What is normal? What do you understand by normal? To most of us, ‘normal’ is ‘the way it is around here’. If you live in a smart part of the city, then ‘normal’ is going to smart restaurants, having a highly paid job (or your partner has one), having a good education and having plenty of money, which gives you choices.
If you live in a rough part of the city, ‘normal’ may mean being part of a gang, not having enough money, relaxing with drugs and alcohol, no job and an education that is optional.
If you and your friends and family eat a lot of fast food and do little exercise, you’re probably overweight. But most people around you are on the large side too, so that’s normal, isn’t it?
Those who belong to the local golf club and send their children to public schools will socialise with friends who have the same interests – that’s normal.

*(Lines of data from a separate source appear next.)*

PR #164, opened 2018-08-10
openapi-response-validator: use ajv instead of jsonschema for validation

srijs:
Follow up from #161.

This is a breaking change again due to mapping through the underlying validation errors.


jsdevel:
I appreciate how thorough you are!  Not worried about the coverage.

Normal can be a very dangerous concept. We all have our view of what is ‘normal’ but these views will differ widely. Does this matter? I would argue that Yes, it does matter.
Regardless of our own situations, we need to understand that other people live very different lives to our own. Obvious, perhaps, but the vast majority of us carry on our daily lives as if other people’s ‘normal’ doesn’t exist. If we do think about it, ‘It’s over there’ or ‘What can I do to change it’ are typical reactions which might trouble us for a few seconds before we move on to something more interesting.
In the 21st century, social mobility and the ability to move around the country are more difficult to achieve than ever before. Generous final salary pension schemes in some jobs mean that those employees lucky enough to have this benefit will not change jobs. They remain in place until they retire. Welfare benefits make it unviable for many unemployed people to take a job. They can’t move either.
Those in well paid employment do have more flexibility. In many cases they also have a selfish view of the world and ‘look after number one’. It isn’t until they fall off of the career merry go round that they realise how difficult life is for many people – they see a different ‘normal’.
Some cities are almost segregated with the members of different races living within their own communities and hardly mixing with others.
So what is the answer to this? One response would be to show people a new ‘normal’, one that they’ve never been exposed to before. This could be achieved by taking people out of their own environment and moving them to another area, where they would mix with other people with completely different views of what is normal. Taking people out of their local comfort zones where they might be ‘a big fish in a small pond’ and moving them elsewhere, where they become a much smaller fish in a much larger pond.
A way to achieve this would be to introduce compulsory ‘Social Service’ – a 21st version of National Service. Everyone leaving school would do a year’s Social Service at a location away from their home town. They would meet a wide range of people from varying backgrounds whilst working on projects which helped local communities, helped the old and frail and worked to help society as a whole. Putting more emphasis on ‘We’ and less on ‘Me’. Within this, the illiterate would be taught to read and write, everyone would gain new skills in relation to their interests and abilities and those at the top of the social tree would be introduced to some of the harsh realities of life.
At the end of this, many people would have a new view of ‘normal’ and it would transform the lives of most of the people.
Yes, it would be expensive but look at the current alternative – would you want to live in some of these other ‘normal’ lives?